In my mind, it is just as bad to HAVE a baby that you are unprepared for, or are unsure about (I know that all new parents are unsure, I mean a baby with a disability you never planned on) and not want to take care of it as it is to be (to some people) to abort that baby. I was worried when I first met parents at the DS group that some of them would be religious wing nuts that use DS as a platform for their anti-abortion views. We need to put our energy into educating the PUBLIC AS A WHOLE about life with DS, life as a parent of a DS child, and how wonderful it can be.

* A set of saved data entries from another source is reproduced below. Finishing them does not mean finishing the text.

Issue #76, opened 2024-04-30
Dev: Documentation should elaborate on how JSS is used to monitor upload status


tyler-foster:
Somewhere in this repo we should write out an explanation of how an upload's status is tracked via the Job Status Service. Upload progress reporting is dependent on both the File Storage Service and the FMS Mongo ETL providing updates to the Job Status Service, while the Upload App is subscribed to those updates via JSS, but we have no written explanation anywhere that can act as a guide by a developer who's new to the repo.

Issue #75, opened 2024-04-30
Multifile Uploads / LocalNAS Uploads (maybe?) never get confirmed as ETL'd


tyler-foster:
There are multiple progress reporting stages for any given FUA upload:

Uploading (featuring a loading spinner and 3 substages) -> Upload completed but not yet ETL'd (green question mark icon) -> Completed and ETL'd (green checkmark icon).

For some reason, my multifile uploads, which do get FileIds that can be used to view the files via the File Explorer, never transition to the final "green checkmark" stage. I've had this issue with a few other local NAS uploads as well, but with non-multifile uploads it seems more like an intermittent issue.

Clearly the files ARE getting ETL'd, so there must be an issue where the job updates for multifile uploads are never seen by the File Upload App. This should be fixed so that our users can know when their uploads are viewable in the File Explorer.

pgarrison:
I think this is resolved

PR #77, opened 2024-04-30
[FUA-68] Display multifile upload progress

tyler-foster:
#### Context
I added basic support for multifiles in the file upload app [in this previous PR](https://github.com/aics-int/aics-file-upload-app/pull/69), but that PR did not include progress reporting for those files (which was dependent on an FSS change). This PR does! Now the little spinny thing on the lefthand side of the "Uploads" table will actually spin when uploading a multifile. Which is important because otherwise users would sit there getting no feedback.

#### Changes
* I found the overall job status updating code to be a bit hard to read, so I broke it off into its own module, `handleUploadJobUpdates.ts`.
  * This currently only contains one function, but theoretically we could have a module that contains ALL of the logic relating to JSS job updates, retries, etc. This one function was even already being exported just for testing purposes (which is smelly).
* Updated the `handleUploadJob` function to report on progress for multifile uploads.
* Added unit test
  * The `App.test.ts` file suspiciously only tests `handleUploadJobUpdates()`

#### Testing
Added a new unit test, and performed several test uploads with multifiles.

#### Notes / Additional work
* Multifile uploads, or at least mine, still never transition to the "green checkmark" stage in the File Upload App's status column. This would imply that they aren't getting ETL'd into the explorer's mongoDB database, but that doesn't seem to be the case.
   * Made [a new issue here](https://github.com/aics-int/aics-file-upload-app/issues/75)
* The way we use JSS across the entire upload process (in the File Upload App, File Storage Service, FMS Mongo ETL) should be documented somewhere.
   * Made [an issue here](https://github.com/aics-int/aics-file-upload-app/issues/76)

### DIFF
--- a/src/renderer/containers/App/handleUploadJobUpdates.ts
+++ b/src/renderer/containers/App/handleUploadJobUpdates.ts
@@ -1,0 +1,115 @@
+import { Dispatch } from "react";
+
+import { FSSUpload, UploadStatus } from "../../services/file-storage-service";
+import {
+  JSSJob,
+  Service,
+  UploadJob,
+} from "../../services/job-status-service/types";
+import {
+  receiveFSSJobCompletionUpdate,
+  receiveJobUpdate,
+  updateUploadProgressInfo,
+} from "../../state/job/actions";
+import { Step } from "../Table/CustomCells/StatusCell/Step";
+
+/**
+ * Handles job updates for a standard file upload.
+ * Reports progress on the pre-upload MD5 step, the upload step, and then the post-upload MD5 step.
+ */
+function handleFSSJobUpdate(job: FSSUpload, dispatch: Dispatch<any>) {
+  const totalBytes = job.serviceFields.fileSize || 0; // 0 is a safe default, but in practice filesize is initialized immediately after job creation.
+  if (
+    job.serviceFields?.preUploadMd5 &&
+    job.serviceFields.preUploadMd5 !== job.serviceFields.fileSize
+  ) {
+    dispatch(
+      updateUploadProgressInfo(job.jobId, {
+        bytesUploaded: job.serviceFields?.preUploadMd5,
+        totalBytes,
+        step: Step.ONE,
+      })
+    );
+  } else if (
+    job.serviceFields?.currentFileSize &&
+    job.serviceFields.currentFileSize !== job.serviceFields?.fileSize
+  ) {
+    dispatch(
+      updateUploadProgressInfo(job.jobId, {
+        bytesUploaded: job.serviceFields?.currentFileSize,
+        totalBytes,
+        step: Step.TWO,
+      })
+    );
+  } else if (
+    job.serviceFields?.postUploadMd5 &&
+    job.serviceFields.postUploadMd5 !== job.serviceFields?.fileSize
+  ) {
+    dispatch(
+      updateUploadProgressInfo(job.jobId, {
+        bytesUploaded: job.serviceFields?.postUploadMd5,
+        totalBytes,
+        step: Step.THREE,
+      })
+    );
+  }
+}
+
+/**
+ * Handles a job update for a multifile (.zarr, .sldy) upload.
+ * Jumps straight to step 3 of 3 and reports progress as the sum of all bytes uploaded for relevant subfiles divided by
+ *  the expected total size of the upload.
+ */
+function handleFSSMultifileJobUpdate(job: FSSUpload, dispatch: Dispatch<any>) {
+  if (job.serviceFields?.subfiles) {
+    const totalBytesUploaded: number = Object.values(
+      job.serviceFields.subfiles
+    ).reduce((accum: number, value: number) => accum + value, 0);
+    dispatch(
+      updateUploadProgressInfo(job.jobId, {
+        bytesUploaded: totalBytesUploaded,
+        totalBytes: job.serviceFields?.fileSize || 0,
+        step: Step.THREE,
+      })
+    );
+  }
+}
+
+/**
+ * Updates the upload progress UI when JSS jobs get updated.
+ *
+ * @param job JSSJob that has been recently updated.
+ * @param dispatch The Redux Dispatch function.
+ */
+export function handleUploadJobUpdates(job: JSSJob, dispatch: Dispatch<any>) {
+  if (job.service === Service.FILE_STORAGE_SERVICE) {
+    // An FSS job update happens when:
+    //   * fileId has been published
+    //   * progress has been published on a pre-upload md5, file upload, or post-upload md5
+    //   * progress has been published on a multifile upload's subfile
+    //   * the upload app has initialized a retry
+    const fssJob = job as FSSUpload;
+
+    // If a fileId is present, the upload has completed and should be marked as such.
+    // If the upload job has become inactive or requires a retry, mark it as "failed".
+    if (
+      job.serviceFields?.fileId ||
+      job.currentStage === UploadStatus.INACTIVE ||
+      job.currentStage === UploadStatus.RETRY
+    ) {
+      dispatch(receiveFSSJobCompletionUpdate(fssJob));
+    }
+
+    // Otherwise, report progress
+    // TODO Multifile FSS jobs are currently identifiable by their service_fields.subfiles property,
+    //       but more ideally would just be labeled with something like "multifile: true".
+    if (fssJob.serviceFields?.subfiles) {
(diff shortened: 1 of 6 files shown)


src/renderer/containers/App/handleUploadJobUpdates.ts
```diff
@@ -0,0 +1,115 @@
...
+  ) {
+    dispatch(
+      updateUploadProgressInfo(job.jobId, {
+        bytesUploaded: job.serviceFields?.postUploadMd5,
+        totalBytes,
+        step: Step.THREE,
+      })
+    );
+  }
+}
```
tyler-foster, line 56: `handleFSSJobUpdate()` is largely just copy-pasted from its original form in `App/index.tsx`, but I'm open to comments / suggestions related to it.

src/renderer/containers/App/test/App.test.ts
```diff
@@ -64,4 +64,35 @@ describe("App", () => {
...
+                    'fileid2': 10,
+                    'fileid3': 15
+                },
+            },
+        };
+        let actionPersisted = undefined;
+        const dispatch = (action: Action)=>{
+            actionPersisted = action;
+        };
+        const expectedAction = updateUploadProgressInfo(fssJob.jobId, { bytesUploaded: 35, totalBytes: fssJob.serviceFields?.fileSize, step: Step.THREE })
```
hughes036, line 92: Is step 3 the 'still uploading' step?

src/renderer/containers/App/handleUploadJobUpdates.ts
```diff
@@ -0,0 +1,115 @@
...
+
+/**
+ * Handles a job update for a multifile (.zarr, .sldy) upload.
+ * Jumps straight to step 3 of 3 and reports progress as the sum of all bytes uploaded for relevant subfiles divided by
+ *  the expected total size of the upload.
+ */
+function handleFSSMultifileJobUpdate(job: FSSUpload, dispatch: Dispatch<any>) {
```
hughes036, line 63: So this moved out of `App/index` , and was updated to deal with multifile specific fields right?

src/renderer/containers/App/handleUploadJobUpdates.ts
```diff
@@ -0,0 +1,115 @@
...
+ * @param job JSSJob that has been recently updated.
+ * @param dispatch The Redux Dispatch function.
+ */
+export function handleUploadJobUpdates(job: JSSJob, dispatch: Dispatch<any>) {
+  if (job.service === Service.FILE_STORAGE_SERVICE) {
+    // An FSS job update happens when:
+    //   * fileId has been published
+    //   * progress has been published on a pre-upload md5, file upload, or post-upload md5
+    //   * progress has been published on a multifile upload's subfile
+    //   * the upload app has initialized a retry
```
hughes036, line 90: great commenting

src/renderer/containers/App/handleUploadJobUpdates.ts
```diff
@@ -0,0 +1,115 @@
...
+    const fssJob = job as FSSUpload;
+
+    // If a fileId is present, the upload has completed and should be marked as such.
+    // If the upload job has become inactive or requires a retry, mark it as "failed".
+    if (
+      job.serviceFields?.fileId ||
+      job.currentStage === UploadStatus.INACTIVE ||
+      job.currentStage === UploadStatus.RETRY
+    ) {
+      dispatch(receiveFSSJobCompletionUpdate(fssJob));
```
hughes036, line 100: These statuses render differently though - how is that handled downstream?

hughes036 (approved):

src/renderer/containers/App/test/App.test.ts
tyler-foster: Step 3 is the "post-upload MD5" step, but I don't believe any of the steps are labeled in a way that the users could tell what's going on.

src/renderer/containers/App/handleUploadJobUpdates.ts
```diff
@@ -0,0 +1,115 @@
...
+    }
+
+    // Otherwise, report progress
+    // TODO Multifile FSS jobs are currently identifiable by their service_fields.subfiles property,
+    //       but more ideally would just be labeled with something like "multifile: true".
```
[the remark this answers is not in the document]
tyler-foster: agreed, and I forgot to make a ticket for it

src/renderer/containers/App/handleUploadJobUpdates.ts
```diff
@@ -0,0 +1,115 @@
...
+  receiveJobUpdate,
+  updateUploadProgressInfo,
+} from "../../state/job/actions";
+import { Step } from "../Table/CustomCells/StatusCell/Step";
+
+/**
+ * Handles job updates for a standard file upload.
+ * Reports progress on the pre-upload MD5 step, the upload step, and then the post-upload MD5 step.
+ */
+function handleFSSJobUpdate(job: FSSUpload, dispatch: Dispatch<any>) {
```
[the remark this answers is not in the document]
tyler-foster: I don't think JavaScript supports it directly, but there's a convention that we've never really used which is prepending function names with an `_` like in Python.

src/renderer/containers/App/handleUploadJobUpdates.ts
tyler-foster: Yeah, honestly I find this confusing. It's just the existing logic for completing a job. But here, "complete" means something more like "stopped". [Here's the redux-logic that gets called from here](https://github.com/aics-int/aics-file-upload-app/blob/main/src/renderer/state/job/logics.ts#L170-L184). You can see that there's a step where the job gets failed if it's in the retry or inactive stage. Realistically this should probably be done in a different logic called `receiveFSSJobFailedUpdate`

src/renderer/containers/App/handleUploadJobUpdates.ts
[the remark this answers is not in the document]
tyler-foster: Made the issue for it here:
https://github.com/aics-int/file-storage-service/issues/309

src/renderer/containers/App/handleUploadJobUpdates.ts
```diff
@@ -0,0 +1,115 @@
...
+  const totalBytes = job.serviceFields.fileSize || 0; // 0 is a safe default, but in practice filesize is initialized immediately after job creation.
+  if (
+    job.serviceFields?.preUploadMd5 &&
+    job.serviceFields.preUploadMd5 !== job.serviceFields.fileSize
```
kmitcham, line 24: Why would the preUploadMd5 ever equal the fileSize?  When they are both default initialized to zero or something?

src/renderer/containers/App/handleUploadJobUpdates.ts
```diff
@@ -0,0 +1,115 @@
...
+    dispatch(
+      updateUploadProgressInfo(job.jobId, {
+        bytesUploaded: job.serviceFields?.currentFileSize,
+        totalBytes,
+        step: Step.TWO,
+      })
+    );
+  } else if (
+    job.serviceFields?.postUploadMd5 &&
+    job.serviceFields.postUploadMd5 !== job.serviceFields?.fileSize
```
kmitcham, line 46: So I'm guessing this is another 'check the defaults' condition?  Step.THREE seems to be 'while the post upload md5 verification is running'

kmitcham (approved):

src/renderer/containers/App/handleUploadJobUpdates.ts
tyler-foster: This is copy-pasted / moved code that is certainly not "self-documenting"... so I'm not sure.

See line 28 just below this where the value for `bytesUploaded` is the `preUploadMd5` value. Can't say I have any clue what that actually means. I would assume `preUploadMd5` also starts at 0, just like how `totalbytes` is defaulted to on line 21. So you may be right about this being a check for... reasons, at the start of each step, but again I'm not sure.

tyler-foster: Could warrant some investigation just for better understanding. Another reason why some kind of documentation re: how we use JSS in here could be useful

src/renderer/containers/App/handleUploadJobUpdates.ts
tyler-foster: Ultimately the same discussion here:
https://github.com/aics-int/aics-file-upload-app/pull/77#discussion_r1588025100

Pregnant mothers have enough to worry about without having someone talk them into a baby after they have just heard what may well be the most devistating news of their lives. It is a PRIVATE decision. If some stranger came to me and started talking to me the week I found out about my son, I think I would have slugged them. Finding out you have a child with a disability is, believe me, devastating. No matter how much you love that child, no matter what the eventual outcome is, it is devastating. When I found out and began to consider my options, I felt so much stigma at even considering not having the child it was just fuel for my emotional fire. In the end, hubby and I knew we could do this. We were confident that we were ready for anything, and so my son IS. I am lucky to have him.

But I am more lucky that it was my CHOICE.

People are afraid of information. They are afraid of information about sex, about STD's, about birth control. Jesus, information is not a bad thing. If someone has information based on prenatal testing about their child, then they can make CHOICES. They can prepare for life with this child. They can prepare to welcome the child, or they can choose not to, if that is right for them.

In the end, it is always a choice. Being afraid to make it doesn't make it go away. Being afraid that others will not make the same choice as you does not make the choices go away. It just makes them harder to make. I reset that others will make life harder for someone whom they have never met and don't know.

I don't want to be flippant about people having children. People have, or don't have, kids for all kinds of reasons, and often those reasons are complicated. I look forward to a world where we can live and let live. Let's support those who need it, let's recognize that their decisions may be more complex than ours. There is no need to judge another for what they do, even if that decision is different from yours. Yes, children are beautiful. They are precious. They are valuable. But so are other people. There are people all over living lives that are far simpler than mine, and people living lives that are far harder. Who am I to tell them what is right or wrong for their situation?

I just get so worked up about stuff like this.

1 comment:

Mac said...

Great post! I work in reproductive rights as a fundraiser, and someone I know just recently tried to corner me about abortion and Down's Syndrome children. It was a weird situation. Basically, I gave her an answer similar to what you wrote [minus actually having had the experience you do].